Das Mädchen mit dem Löwenherz

Titel: Das Mädchen mit dem Löwenherz

Autor: Jürgen Seidel

Verlag: Cbj

Meine Bewertung: 3 von 5 Punkten

Klappentext:
Als die 13-jährige Anna das erst Mal ins Visier der Mächtigen gerät, weiß sie nichts von den Kämpfen, die die katholische Kirche und die Anhänger Martin Luthers zu jener Zeit miteinander ausfechten. Doch Anna ist ein hochbegabtes Waisenmädchen, das über ein absolutes Gedächtnis verfügt, was Geschriebenes angeht. Ein der Reformation zugeneigter katholischer Würdenträger erkennt ihre Begabung. Fortan setzt er sie als Junge verkleidet als Spionin in eigener Sache ein, die den Klerus belastende Dokumente unters Volk bringt. Doch es dauert nicht lange, bis die katholische Kirche ihr auf die Spur kommt und Anna sich inmitten von Intrigen und Verbrechen wiederfindet. Jetzt, so denkt sie, kann ihr nur noch einer helfen: Martin Luther!


Meine Meinung:

Der Klappentext ist ja mal sowas von irreführend!

Das Buch handelt von Anna, die Briefe an Luther schreibt und darin von ihren Problemen, ihrer Gabe und ihrer Kindheit erzählt.

Die Geschichte wird durch Briefe von einer Person erzählt.

Damit das jetzt klar ist. Es ist kein Abenteuerroman oder Thriller, wo man mitfiebern könnte.

 

Positive Aspekte:

Obwohl es nur Briefe sind, schafft es der Autor, alles ausführlich zu beschreiben.

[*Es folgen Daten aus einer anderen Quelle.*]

PR #289, opened 2016-09-12
Fix Mgmt Client Netflix Feign usage

kaizimmerm:
It seems the Boot 1.3 upgrade broke the Spring Cloud Netflix integration as they dependend on different Spring Framework versions.

I upgraded to the newest Spring Cloud version.


examples/hawkbit-example-core-feign-client/src/main/java/org/eclipse/hawkbit/feign/core/client/IgnoreMultipleConsumersProducersSpringMvcContract.java
```diff
@@ -38,6 +40,7 @@ protected void processAnnotationOnMethod(final MethodMetadata data, final Annota
             // multiple consumers and produces, see
             // https://github.com/spring-cloud/spring-cloud-netflix/issues/808
             LOGGER.trace(e.getMessage(), e);
+            data.indexToExpander(new LinkedHashMap<Integer, Param.Expander>());
```
schabdo: Can you explain/document why exactly this line from super-method is necessary? What about `parseHeaders(data, method, methodMapping);`?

Anna wirkt als Hauptperson sehr sympathisch und intelligent.

Ab und zu stellt Anna interessante Fragen, die den Leser zum Nachdenken bringen.

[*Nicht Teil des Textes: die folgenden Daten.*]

PR #294, opened 2016-09-20
Performance and memory optimisation

kaizimmerm:
I looked primarily into our _Collections_ usage and found some room for improvement. 

While stress testing the system to get results I also stumbled upon a memory leak in the system to UI eventBus bridge and a performance problem with spring data JPA (https://jira.spring.io/browse/DATAJPA-841) I fixed the first and worked around the second to be able finally run my tests. Those two fixed actually had a bigger impact than my original cause 😄 

Test setup:
- Start example app with default settings with MySQL/RabbitMQ/MongoDB
- Open all UI views in one session (i.e. one browser tab each).
- Run Mgmt API simulator with 10k targets and 300 DS
- Run device Simulator with DMF and 100k targets
- Collect heapdump

Results (master/this branch):
- Heap in MB: 95.3/92.6
- ArrayLists in heap: 52.032/46.583
- HashMaps in heap: 52.696/43.628


hawkbit-mgmt-resource/src/test/java/org/eclipse/hawkbit/mgmt/rest/resource/MgmtDistributionSetTypeResourceTest.java
```diff
@@ -554,7 +555,7 @@ public void invalidRequestsOnDistributionSetTypesResource() throws Exception {
                 .contentType(MediaType.APPLICATION_JSON)).andDo(MockMvcResultPrinter.print())
                 .andExpect(status().isBadRequest());
 
-        final DistributionSetType missingName = entityFactory.generateDistributionSetType("test123", null, "Desc123");
+        final DistributionSetType missingName = new JpaDistributionSetType("test123", null, "Desc123");
```
michahirsch: why using here `new JpaDistributionSetType` and not like before the `entityFactory.generateDistributionSetType`

hawkbit-mgmt-resource/src/test/java/org/eclipse/hawkbit/mgmt/rest/resource/MgmtSoftwareModuleResourceTest.java
```diff
@@ -457,7 +458,7 @@ public void invalidRequestsOnSoftwaremodulesResource() throws Exception {
                 .contentType(MediaType.APPLICATION_JSON)).andDo(MockMvcResultPrinter.print())
                 .andExpect(status().isBadRequest());
 
-        final SoftwareModule missingName = entityFactory.generateSoftwareModule(osType, null, "version 1", null, null);
+        final SoftwareModule missingName = new JpaSoftwareModule(osType, null, "version 1", null, null);
```
michahirsch: why using here `new JpaDistributionSetType` and not like before the `entityFactory.generateDistributionSetType`?

hawkbit-mgmt-resource/src/test/java/org/eclipse/hawkbit/mgmt/rest/resource/MgmtSoftwareModuleTypeResourceTest.java
```diff
@@ -337,7 +338,7 @@ public void invalidRequestsOnSoftwaremoduleTypesResource() throws Exception {
                 .contentType(MediaType.APPLICATION_JSON)).andDo(MockMvcResultPrinter.print())
                 .andExpect(status().isBadRequest());
 
-        final SoftwareModuleType missingName = entityFactory.generateSoftwareModuleType("test123", null, "Desc123", 5);
+        final SoftwareModuleType missingName = new JpaSoftwareModuleType("test123", null, "Desc123", 5);
```
michahirsch: why using here `new JpaDistributionSetType` and not like before the `entityFactory.generateDistributionSetType`?

hawkbit-repository/hawkbit-repository-jpa/src/main/java/org/eclipse/hawkbit/repository/jpa/JpaTargetManagement.java
```diff
@@ -342,7 +343,7 @@ public TargetTagAssignmentResult toggleTagAssignment(final Collection<String> ta
 
         // all are already assigned -> unassign
         if (alreadyAssignedTargets.size() == allTargets.size()) {
-            alreadyAssignedTargets.forEach(target -> target.getTags().remove(tag));
+            alreadyAssignedTargets.forEach(target -> ((JpaTarget) target).removeTag(tag));
```
michahirsch: If you change the return type of the query `org.eclipse.hawkbit.repository.jpa.TargetRepository.findByTagNameAndControllerIdIn(String, Collection<String>)`  from `Target` to `JpaTarget` you don't need to cast here.

hawkbit-repository/hawkbit-repository-jpa/src/main/java/org/eclipse/hawkbit/repository/jpa/model/JpaDistributionSetType.java
```diff
@@ -108,37 +110,74 @@ public void setDeleted(final boolean deleted) {
...
+        if (!(dsType instanceof JpaDistributionSetType) || isOneModuleListEmpty(dsType)) {
+            return false;
+        } else if (areBothModuleListsEmpty(dsType)) {
+            return true;
+        }
+
         return new HashSet<DistributionSetTypeElement>(((JpaDistributionSetType) dsType).elements).equals(elements);
     }
 
+    private boolean isOneModuleListEmpty(final DistributionSetType dsType) {
```
michahirsch: little bit confused about the method name, is not about if one list is empty, is about if one is empty and the other not, or if the other is empty and the one not :) Just the name and the complex if was little bit hard to read.

Before there was tested if the `elements` were equal is this the same check by checking if there are empty?
`HashSet<DistributionSetTypeElement>(((JpaDistributionSetType) dsType).elements).equals(elements);`

hawkbit-ui/src/main/java/org/eclipse/hawkbit/ui/management/targettable/TargetTable.java
```diff
@@ -140,11 +135,14 @@ public void onEvents(final List<?> events) {
         if (TargetCreatedEvent.class.isInstance(firstEvent)) {
             onTargetCreatedEvents();
         } else if (TargetInfoUpdateEvent.class.isInstance(firstEvent)) {
-            onTargetInfoUpdateEvents((List<TargetInfoUpdateEvent>) events);
+            onTargetUpdateEvents(((List<TargetInfoUpdateEvent>) events).stream()
```
michahirsch: This pull-request is about memory consumption and lists, but here you are copying the event list into a new list, I guess I know why. Probably because of using the same method `onTargetUpdateEvents` and the same logic.  I guess here it's OK to map the lists to another list of `List<Target>` but it would also work if you have a method 3 methods like :
```
void onEvent(List<TargetInfoUpdateEvent> events)
{
   events.foreach(event->onEvent(event.getEntity())):
}

void onEvent(List<TargetUpdateEvent> events)
{
   events.foreach(event->onEvent(event.getEntity())):
}

void onEvent(Target t)
{
  // do update table
}
```

hawkbit-ui/src/main/java/org/eclipse/hawkbit/ui/push/DelayedEventBusPushStrategy.java
```diff
@@ -163,38 +173,43 @@ private DispatchRunnable(final UI ui, final VaadinSession session) {
...
+            }
+
+            final List<org.eclipse.hawkbit.eventbus.event.Event> events = new ArrayList<>(size);
+            for (int i = 0; i < size; i++) {
                 final org.eclipse.hawkbit.eventbus.event.Event pollEvent = queue.poll();
                 if (pollEvent == null) {
                     continue;
                 }
-                events.add(pollEvent);
+                events.add(i, pollEvent);
```
michahirsch: There is no difference in using `events.add(pollEvent);` or using `events.add(i, pollEvent);` in this case, but when I'm thinking about it we actually changing the order of the events and maybe you were trying to fix this but then you would need to change for for-loop. The `queue.poll()` is given you a oldest event and this we add currently to the beginning of the list.

In my opinion the for-loop should like this
```
for(int i = size ; i >=0 ; i--)
{
   final org.eclipse.hawkbit.eventbus.event.Event pollEvent = queue.poll();
   if (pollEvent == null) {
      continue;
   }
   events.add(i, pollEvent);
}
```

schabdo: If the order is correct better go for `queue.drainTo(...)` due to:
> This operation may be more efficient than repeatedly polling this queue

If you'll change the order as mentioned by @michahirsch take into account to use a `Deque` instead of a handcrafted reverse-loop approach.

hawkbit-ui/src/main/java/org/eclipse/hawkbit/ui/push/DelayedEventBusPushStrategy.java
```diff
@@ -57,26 +57,32 @@
     private static final Logger LOG = LoggerFactory.getLogger(DelayedEventBusPushStrategy.class);
 
     private static final int BLOCK_SIZE = 10_000;
-    private final ScheduledExecutorService executorService = Executors.newSingleThreadScheduledExecutor();
+    private final ScheduledExecutorService executorService;
     private final BlockingDeque<org.eclipse.hawkbit.eventbus.event.Event> queue = new LinkedBlockingDeque<>(BLOCK_SIZE);
     private final EventBus.SessionEventBus eventBus;
     private final com.google.common.eventbus.EventBus systemEventBus;
+    private int uiid = -1;
```
schabdo: The use of `uiid` is not thread-safe. I suppose this was intended so `DispatchRunnable` is finished with the id it was  started with. Maybe you can use `vaadinUI.getUIId()` as it is already a instance variable of `DispatchRunnable` ?

hawkbit-mgmt-resource/src/test/java/org/eclipse/hawkbit/mgmt/rest/resource/MgmtDistributionSetTypeResourceTest.java
kaizimmerm: The entity factory ensures that no illegal entities are created. However, in this case the whole idea is to create an illegal one.

hawkbit-repository/hawkbit-repository-jpa/src/main/java/org/eclipse/hawkbit/repository/jpa/model/JpaDistributionSetType.java
kaizimmerm: Because they can also be null

hawkbit-mgmt-resource/src/test/java/org/eclipse/hawkbit/mgmt/rest/resource/MgmtSoftwareModuleResourceTest.java
kaizimmerm: The entity factory ensures that no illegal entities are created. However, in this case the whole idea is to create an illegal one.

hawkbit-mgmt-resource/src/test/java/org/eclipse/hawkbit/mgmt/rest/resource/MgmtSoftwareModuleTypeResourceTest.java
kaizimmerm: The entity factory ensures that no illegal entities are created. However, in this case the whole idea is to create an illegal one.

hawkbit-ui/src/main/java/org/eclipse/hawkbit/ui/push/DelayedEventBusPushStrategy.java
```diff
@@ -163,38 +173,43 @@ private DispatchRunnable(final UI ui, final VaadinSession session) {
...
-            final List<org.eclipse.hawkbit.eventbus.event.Event> events = new LinkedList<>();
-            for (int i = 0; i < BLOCK_SIZE; i++) {
+
+            final int size = queue.size();
+            if (size <= 0) {
+                LOG.debug("UI EventBus aggregator for UI {} has nothing to do.", uiid);
+                return;
+            }
+
+            final List<org.eclipse.hawkbit.eventbus.event.Event> events = new ArrayList<>(size);
```
schabdo: remove full qualified name, it's not required

hawkbit-ui/src/main/java/org/eclipse/hawkbit/ui/push/DelayedEventBusPushStrategy.java
```diff
@@ -138,7 +148,7 @@ public void clean() {
      * @return {@code true} if the event can be dispatched to the UI otherwise
      *         {@code false}
      */
-    protected boolean eventSecurityCheck(final SecurityContext userContext,
+    protected static boolean eventSecurityCheck(final SecurityContext userContext,
```
schabdo: remove full qualified name of `Event ` it's not required

hawkbit-repository/hawkbit-repository-jpa/src/main/java/org/eclipse/hawkbit/repository/jpa/JpaTargetManagement.java
kaizimmerm: @michahirsch makes no sense, create a cast, generates a another one
@schabdo nope, that means a lot more casts for the _Management_ services

hawkbit-repository/hawkbit-repository-jpa/src/main/java/org/eclipse/hawkbit/repository/jpa/model/JpaTarget.java
```diff
@@ -161,9 +158,37 @@ public String getControllerId() {
...
+
+    public boolean addTag(final TargetTag tag) {
+        if (tags == null) {
+            tags = new HashSet<>();
+        }
+
+        return tags.add(tag);
+    }
+
+    public boolean removeTag(final TargetTag tag) {
```
kaizimmerm: Why???

hawkbit-repository/hawkbit-repository-jpa/src/main/java/org/eclipse/hawkbit/repository/jpa/model/JpaTarget.java
```diff
@@ -161,9 +158,37 @@ public String getControllerId() {
...
 
+    public List<RolloutTargetGroup> getRolloutTargetGroup() {
+        if (rolloutTargetGroup == null) {
+            return Collections.emptyList();
+        }
+
+        return Collections.unmodifiableList(rolloutTargetGroup);
+    }
+
+    public boolean addTag(final TargetTag tag) {
```
kaizimmerm: Why???

hawkbit-ui/src/main/java/org/eclipse/hawkbit/ui/management/targettable/TargetTable.java
kaizimmerm: That won't work as we need to work on the entire list on on every target but I will check if I can optimise this a bit.

hawkbit-repository/hawkbit-repository-jpa/src/main/java/org/eclipse/hawkbit/repository/jpa/model/JpaDistributionSetType.java
```diff
@@ -108,37 +110,74 @@ public void setDeleted(final boolean deleted) {
...
+        return (!CollectionUtils.isEmpty(((JpaDistributionSetType) dsType).elements)
+                && CollectionUtils.isEmpty(elements))
```
kaizimmerm: Guava does not check for null here

hawkbit-ui/src/main/java/org/eclipse/hawkbit/ui/push/DelayedEventBusPushStrategy.java
kaizimmerm: Fixed, thanks for the hint.

hawkbit-repository/hawkbit-repository-jpa/src/main/java/org/eclipse/hawkbit/repository/jpa/JpaControllerManagement.java
```diff
@@ -163,12 +165,13 @@ public boolean hasTargetArtifactAssigned(final String controllerId, final LocalA
 
     @Override
     public Optional<Action> findOldestActiveActionByTarget(final Target target) {
-        return actionRepository.findFirstByTargetAndActiveOrderByIdAsc((JpaTarget) target, true);
+        return actionRepository.findFirstByTargetAndActive(new Sort(Direction.ASC, "id"), (JpaTarget) target, true);
```
kaizimmerm: Fixed, thanks for the hint.

hawkbit-repository/hawkbit-repository-jpa/src/main/java/org/eclipse/hawkbit/repository/jpa/JpaRolloutGroupManagement.java
```diff
@@ -114,7 +114,7 @@ public RolloutGroup findRolloutGroupById(final Long rolloutGroupId) {
 
         for (final RolloutGroup rolloutGroup : rolloutGroups) {
             final TotalTargetCountStatus totalTargetCountStatus = new TotalTargetCountStatus(
-                    allStatesForRollout.get(rolloutGroup.getId()), rolloutGroup.getTotalTargets());
+                    allStatesForRollout.get(rolloutGroup.getId()), new Long(rolloutGroup.getTotalTargets()));
```
kaizimmerm: Fixed, thanks for the hint.

hawkbit-repository/hawkbit-repository-jpa/src/main/java/org/eclipse/hawkbit/repository/jpa/JpaRolloutGroupManagement.java
```diff
@@ -128,7 +128,7 @@ public RolloutGroup findRolloutGroupWithDetailedStatus(final Long rolloutGroupId
                 .getStatusCountByRolloutGroupId(rolloutGroupId);
 
         final TotalTargetCountStatus totalTargetCountStatus = new TotalTargetCountStatus(rolloutStatusCountItems,
-                rolloutGroup.getTotalTargets());
+                new Long(rolloutGroup.getTotalTargets()));
```
kaizimmerm: Fixed, thanks for the hint.

hawkbit-repository/hawkbit-repository-jpa/src/main/java/org/eclipse/hawkbit/repository/jpa/JpaSoftwareManagement.java
```diff
@@ -185,22 +189,22 @@ public SoftwareModule createSoftwareModule(final SoftwareModule swModule) {
...
             final Pageable pageable) {
-        return new PageImpl<>(new ArrayList<>(findAll.getContent()), pageable, findAll.getTotalElements());
+        return new PageImpl<>(Collections.unmodifiableList(findAll.getContent()), pageable, findAll.getTotalElements());
     }
 
     @Override
     public Long countSoftwareModulesByType(final SoftwareModuleType type) {
 
-        final List<Specification<JpaSoftwareModule>> specList = new ArrayList<>();
+        final List<Specification<JpaSoftwareModule>> specList = new LinkedList<>();
```
kaizimmerm: Fixed, thanks for the hint.

hawkbit-repository/hawkbit-repository-jpa/src/main/java/org/eclipse/hawkbit/repository/jpa/model/JpaActionStatus.java
```diff
@@ -136,13 +137,20 @@ public void setOccurredAt(final Long occurredAt) {
     @Override
     public final void addMessage(final String message) {
         if (message != null) {
+            if (messages == null) {
+                messages = new ArrayList<>((message.length() / 512) + 1);
```
kaizimmerm: Fixed, thanks for the hint.

hawkbit-ui/src/main/java/org/eclipse/hawkbit/ui/push/DelayedEventBusPushStrategy.java
kaizimmerm: Fixed, thanks for the hint.

hawkbit-ui/src/main/java/org/eclipse/hawkbit/ui/push/DelayedEventBusPushStrategy.java
kaizimmerm: Fixed, thanks for the hint.

hawkbit-mgmt-resource/src/test/java/org/eclipse/hawkbit/mgmt/rest/resource/MgmtDistributionSetTypeResourceTest.java
michahirsch: just thought that actually the mgmt-resource module shouldn't know about `JPA` so this was actually hided behind the `entityFactory`, now this test depends on a JPA implementation would it make sense to not use the Jpa-Entity instead a JSON string for the mgmt-resource tests

kaizimmerm: Yeah, I can use a static JSON string. Not easy to read but it does the trick.

hawkbit-dmf-amqp/src/main/java/org/eclipse/hawkbit/amqp/AmqpDeadletterProperties.java
```diff
@@ -9,24 +9,26 @@
...
 @ConfigurationProperties("hawkbit.dmf.rabbitmq.deadLetter")
 public class AmqpDeadletterProperties {
+    private static final int THREE_WEEKS = 21;
 
     /**
      * Message time to live (ttl) for the deadletter queue. Default ttl is 3
      * weeks.
      */
-    private long ttl = Duration.ofDays(21).toMillis();
+    private long ttl = Duration.ofDays(THREE_WEEKS).toMillis();
```
schabdo: :+1:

Der Leser bekommt einen guten Einblick in die damaligen Verhältnisse und man kann sich dank der unmodernen Sprache auch gut in diese Zeit hineinversetzen.

 

Negative Aspekte:

Spannung entwickelt sich kaum und ein Thriller ist dieses Buch nun wirklich überhaupt nicht.

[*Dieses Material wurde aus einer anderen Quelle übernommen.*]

Issue #197, opened 2016-05-31
Repository abstraction API


kaizimmerm:
# Refactoring:
- [x] Provide interface on top of *management implementations.
- [x] Make entities immutable and create proper update methods that state by signature what can be updated.
- [X] Introduce builder pattern for EntityFactory create methods and repository update methods.
- [x] Use IDs in signatures for searches, not complete entities
- [x] Consistent usage of Java 8 Optional in the interfaces (Repo shall never return null!)
- [x] Remove TargetInfo interfaces as this does not belong into the API. The very existence of this object is very Spring Data/JPA specific.
- [x] Consistent usage of paging (make sure that we never query everything)
- [x] Fix DMF model name clashes by means of renaming DMF model in similar pattern to the other APIs.
- [x] Check if we really always ned Page or is Slice sufficient
- [x] Split management services (e.g. DS and DS type)
- [x] Consistent naming of methods (see below)

# Remove boiler plate
- [x] Remove external artifact (concept was never finished anyway and does not fit to hawkBit as of today)

# Method naming concept (example target management)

Machtspiele, Gewalt, Grausamkeit... alles wird erwähnt, jedoch bleibt die Hauptperson davon äußerst unbeeindruckt.

Es wird einige Zeit im Kerker verbracht, einige Zeit wird das forografische Hedächtnis ausgenutzt... Nach der Hälfte verändert sie die Handlung und ich habe irgendwie einen roten Faden vermisst. 

Ausführlich erzählt und das ohne Spannung: Langeweile!

Ich hatte echt Mühe, bis zum Ende zu kommen.

 

Fazit: Definitiv kein Thriller, aber ein historischer Roman auch für jüngere Interessierte. Der Klappentext vermittelt allerdings ein falsches Bild.

 

Danke an den Cbj-Verlag für das Rezensionsexemplar!